His clear violation of law was the transfer of documents. Even that, though, assumes there were not traditions of CIA directors carrying around secure documents. At one level, just about everything they touched would become classified. Allowing his mistress to have access to them was different.
However, he was not in the military at the time, so what any military member would have done is irrelevant. He was the director of the CIA...a civilian position. He retired from the Army on Aug 11, 2011 and took the CIA job on Sep 6, 2011. The Army regs did not apply to him after he retired.
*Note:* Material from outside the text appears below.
PR #359, opened 2026-05-22
SKETCH-2378: Use getSGroupDataLabels() for DAT SGroup label positioning

cdvonbargen:
- Linked Case: SKETCH-2378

Actually, you are wrong. As a retiree entitled to pay he IS subject to the Uniform Code of Military Justice, and he was subject to it on 06 Sep 2011 the same as he was 10 August 2011.
I've included the web address to Article 2 of the UCMJ - just for you
http://www.ucmj.us/sub-chapter-1-general-provisions/802-article-2-persons-subject-to-this-chapter
Pay particular attention to this part:
Retired members of a regular component of the armed forces who are entitled to pay.
So it does matter what would happen to others as there is supposed to be an equal application of the Code the same as there is for other laws. Likely an E-4 or some nobody 0-4 that was found guilty of such would probably also be subject to forfeiture of all pay and allowances - whether Active or retired (though these days, most likely a retired E-4 would probably be a medical retirement).